Collected data
=== Section Start ===

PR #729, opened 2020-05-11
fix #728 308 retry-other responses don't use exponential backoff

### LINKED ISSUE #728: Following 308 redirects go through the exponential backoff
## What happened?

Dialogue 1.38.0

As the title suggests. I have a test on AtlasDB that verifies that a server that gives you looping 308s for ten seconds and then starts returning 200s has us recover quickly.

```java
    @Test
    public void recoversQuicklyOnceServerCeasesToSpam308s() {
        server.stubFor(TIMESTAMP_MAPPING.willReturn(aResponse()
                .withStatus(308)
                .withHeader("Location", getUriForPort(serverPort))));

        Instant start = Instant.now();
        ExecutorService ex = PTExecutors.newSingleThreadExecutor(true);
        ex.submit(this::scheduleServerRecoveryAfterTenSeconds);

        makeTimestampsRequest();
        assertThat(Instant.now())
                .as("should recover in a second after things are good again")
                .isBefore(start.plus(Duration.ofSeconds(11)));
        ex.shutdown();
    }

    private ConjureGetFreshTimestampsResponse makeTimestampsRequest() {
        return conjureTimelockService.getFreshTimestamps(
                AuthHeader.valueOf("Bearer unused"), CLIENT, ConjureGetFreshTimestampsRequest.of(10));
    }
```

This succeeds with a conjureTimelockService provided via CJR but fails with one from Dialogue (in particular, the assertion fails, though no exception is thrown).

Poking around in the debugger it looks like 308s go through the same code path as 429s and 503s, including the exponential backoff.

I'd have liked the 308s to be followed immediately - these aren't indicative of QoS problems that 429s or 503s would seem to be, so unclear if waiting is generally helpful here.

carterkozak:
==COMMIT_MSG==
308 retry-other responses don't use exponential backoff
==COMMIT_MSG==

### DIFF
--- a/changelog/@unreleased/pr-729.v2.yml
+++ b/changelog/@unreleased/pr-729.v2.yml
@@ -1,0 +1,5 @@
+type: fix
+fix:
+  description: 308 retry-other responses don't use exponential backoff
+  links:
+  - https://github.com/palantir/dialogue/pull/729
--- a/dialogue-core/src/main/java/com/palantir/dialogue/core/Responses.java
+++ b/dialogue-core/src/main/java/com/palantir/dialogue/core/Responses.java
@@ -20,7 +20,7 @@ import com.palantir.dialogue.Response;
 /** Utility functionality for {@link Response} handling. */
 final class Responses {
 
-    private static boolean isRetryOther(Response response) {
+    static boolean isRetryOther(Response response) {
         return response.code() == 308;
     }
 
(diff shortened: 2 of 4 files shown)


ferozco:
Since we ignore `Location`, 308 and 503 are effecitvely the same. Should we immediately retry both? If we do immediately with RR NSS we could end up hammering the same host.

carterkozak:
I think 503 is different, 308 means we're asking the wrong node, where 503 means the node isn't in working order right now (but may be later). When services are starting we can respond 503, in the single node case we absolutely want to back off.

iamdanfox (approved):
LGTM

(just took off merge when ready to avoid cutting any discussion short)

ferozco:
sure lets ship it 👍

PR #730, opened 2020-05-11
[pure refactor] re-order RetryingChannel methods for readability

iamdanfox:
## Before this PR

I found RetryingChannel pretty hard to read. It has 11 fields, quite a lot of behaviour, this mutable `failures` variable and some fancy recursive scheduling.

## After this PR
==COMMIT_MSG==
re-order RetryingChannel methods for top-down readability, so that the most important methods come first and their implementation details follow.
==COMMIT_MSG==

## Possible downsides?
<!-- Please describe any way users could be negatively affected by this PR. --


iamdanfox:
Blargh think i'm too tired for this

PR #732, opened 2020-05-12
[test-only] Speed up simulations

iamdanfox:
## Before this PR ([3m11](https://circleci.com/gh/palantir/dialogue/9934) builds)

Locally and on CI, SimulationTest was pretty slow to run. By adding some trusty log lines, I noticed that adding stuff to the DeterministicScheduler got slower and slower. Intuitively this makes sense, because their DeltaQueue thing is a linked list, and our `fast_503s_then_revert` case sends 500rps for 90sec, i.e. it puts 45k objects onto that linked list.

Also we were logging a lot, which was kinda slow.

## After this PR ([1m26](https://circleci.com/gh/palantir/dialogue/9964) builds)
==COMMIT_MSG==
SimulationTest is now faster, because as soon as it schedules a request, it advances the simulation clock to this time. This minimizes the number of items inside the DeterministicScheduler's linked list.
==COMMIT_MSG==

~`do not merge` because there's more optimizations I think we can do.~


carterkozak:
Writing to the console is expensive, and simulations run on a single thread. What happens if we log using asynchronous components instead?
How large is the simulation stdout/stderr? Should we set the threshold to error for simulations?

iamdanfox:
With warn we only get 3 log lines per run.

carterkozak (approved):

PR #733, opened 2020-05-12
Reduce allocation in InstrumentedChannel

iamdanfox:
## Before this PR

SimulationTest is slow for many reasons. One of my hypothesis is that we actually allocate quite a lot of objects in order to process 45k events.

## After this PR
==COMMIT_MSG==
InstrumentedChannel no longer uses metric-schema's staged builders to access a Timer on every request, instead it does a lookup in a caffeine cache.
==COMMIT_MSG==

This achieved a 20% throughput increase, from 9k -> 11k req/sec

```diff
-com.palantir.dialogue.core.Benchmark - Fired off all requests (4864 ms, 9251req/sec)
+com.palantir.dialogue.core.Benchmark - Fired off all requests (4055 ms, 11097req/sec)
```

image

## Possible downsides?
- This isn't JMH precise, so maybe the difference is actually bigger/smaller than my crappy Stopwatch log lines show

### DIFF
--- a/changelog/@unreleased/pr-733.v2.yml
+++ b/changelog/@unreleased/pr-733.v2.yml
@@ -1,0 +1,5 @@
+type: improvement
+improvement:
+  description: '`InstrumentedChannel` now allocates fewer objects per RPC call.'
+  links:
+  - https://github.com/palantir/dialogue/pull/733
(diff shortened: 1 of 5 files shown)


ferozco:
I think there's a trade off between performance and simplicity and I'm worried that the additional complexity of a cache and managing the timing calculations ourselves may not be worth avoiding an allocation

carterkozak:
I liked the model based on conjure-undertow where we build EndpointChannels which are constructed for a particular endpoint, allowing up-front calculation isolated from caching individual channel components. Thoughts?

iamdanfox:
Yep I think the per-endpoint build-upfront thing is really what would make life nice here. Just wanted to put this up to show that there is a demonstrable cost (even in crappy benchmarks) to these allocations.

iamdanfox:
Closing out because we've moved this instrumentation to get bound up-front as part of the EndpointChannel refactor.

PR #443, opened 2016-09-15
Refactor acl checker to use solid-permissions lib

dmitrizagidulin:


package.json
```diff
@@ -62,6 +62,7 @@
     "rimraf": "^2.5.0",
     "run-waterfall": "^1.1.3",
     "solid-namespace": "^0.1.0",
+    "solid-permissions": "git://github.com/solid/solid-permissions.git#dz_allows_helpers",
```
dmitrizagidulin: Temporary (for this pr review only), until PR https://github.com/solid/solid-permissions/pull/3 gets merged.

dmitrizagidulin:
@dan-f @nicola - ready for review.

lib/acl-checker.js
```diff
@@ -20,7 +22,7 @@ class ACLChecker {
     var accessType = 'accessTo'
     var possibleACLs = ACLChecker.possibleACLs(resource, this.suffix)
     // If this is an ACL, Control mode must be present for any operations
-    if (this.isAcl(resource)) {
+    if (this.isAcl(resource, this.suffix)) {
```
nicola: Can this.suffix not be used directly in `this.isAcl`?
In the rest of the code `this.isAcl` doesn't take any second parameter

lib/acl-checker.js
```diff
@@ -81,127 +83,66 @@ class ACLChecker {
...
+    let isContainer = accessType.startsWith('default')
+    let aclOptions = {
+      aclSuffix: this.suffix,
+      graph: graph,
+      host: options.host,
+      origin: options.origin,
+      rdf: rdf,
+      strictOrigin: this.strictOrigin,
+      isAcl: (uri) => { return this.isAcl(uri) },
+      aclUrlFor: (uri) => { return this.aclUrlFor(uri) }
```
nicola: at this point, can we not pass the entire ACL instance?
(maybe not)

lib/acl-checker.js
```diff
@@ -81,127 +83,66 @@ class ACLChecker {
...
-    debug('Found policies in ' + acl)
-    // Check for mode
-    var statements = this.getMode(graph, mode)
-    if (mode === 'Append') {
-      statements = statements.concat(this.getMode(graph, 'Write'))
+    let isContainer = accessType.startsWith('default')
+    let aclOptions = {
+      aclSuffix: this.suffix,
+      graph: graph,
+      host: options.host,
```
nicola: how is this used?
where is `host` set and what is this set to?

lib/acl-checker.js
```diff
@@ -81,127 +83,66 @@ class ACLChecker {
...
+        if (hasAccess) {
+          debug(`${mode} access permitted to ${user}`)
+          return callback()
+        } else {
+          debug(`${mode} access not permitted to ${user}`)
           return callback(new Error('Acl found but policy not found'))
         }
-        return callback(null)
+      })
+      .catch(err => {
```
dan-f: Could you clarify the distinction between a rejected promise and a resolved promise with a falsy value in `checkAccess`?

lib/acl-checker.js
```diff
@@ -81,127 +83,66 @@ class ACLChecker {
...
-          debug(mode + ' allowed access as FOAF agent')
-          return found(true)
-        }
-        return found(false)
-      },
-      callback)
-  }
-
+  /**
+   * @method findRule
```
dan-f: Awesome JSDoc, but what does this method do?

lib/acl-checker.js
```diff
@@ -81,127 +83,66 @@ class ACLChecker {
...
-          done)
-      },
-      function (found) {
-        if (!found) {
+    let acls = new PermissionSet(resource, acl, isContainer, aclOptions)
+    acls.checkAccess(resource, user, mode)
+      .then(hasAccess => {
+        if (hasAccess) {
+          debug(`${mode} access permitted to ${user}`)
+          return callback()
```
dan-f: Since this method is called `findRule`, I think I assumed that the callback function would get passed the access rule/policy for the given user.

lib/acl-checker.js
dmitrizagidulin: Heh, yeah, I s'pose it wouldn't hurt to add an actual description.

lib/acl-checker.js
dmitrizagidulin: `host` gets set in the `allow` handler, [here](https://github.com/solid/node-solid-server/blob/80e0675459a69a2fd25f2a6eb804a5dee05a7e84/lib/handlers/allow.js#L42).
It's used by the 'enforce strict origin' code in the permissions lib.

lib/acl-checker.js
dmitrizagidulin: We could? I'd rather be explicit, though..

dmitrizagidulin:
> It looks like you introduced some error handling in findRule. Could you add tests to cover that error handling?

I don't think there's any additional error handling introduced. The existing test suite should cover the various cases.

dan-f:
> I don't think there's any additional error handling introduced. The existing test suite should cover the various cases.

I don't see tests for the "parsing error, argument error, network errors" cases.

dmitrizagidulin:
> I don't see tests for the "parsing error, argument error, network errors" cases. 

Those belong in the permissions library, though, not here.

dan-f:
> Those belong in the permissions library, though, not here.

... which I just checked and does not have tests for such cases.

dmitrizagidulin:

=== Section End ===

* [Exercise brief]: Report all lines of the data that include the word "InstrumentedChannel".

* [Result of this task]:
Reduce allocation in InstrumentedChannel
InstrumentedChannel no longer uses metric-schema's staged builders to access a Timer on every request, instead it does a lookup in a caffeine cache.
+  description: '`InstrumentedChannel` now allocates fewer objects per RPC call.'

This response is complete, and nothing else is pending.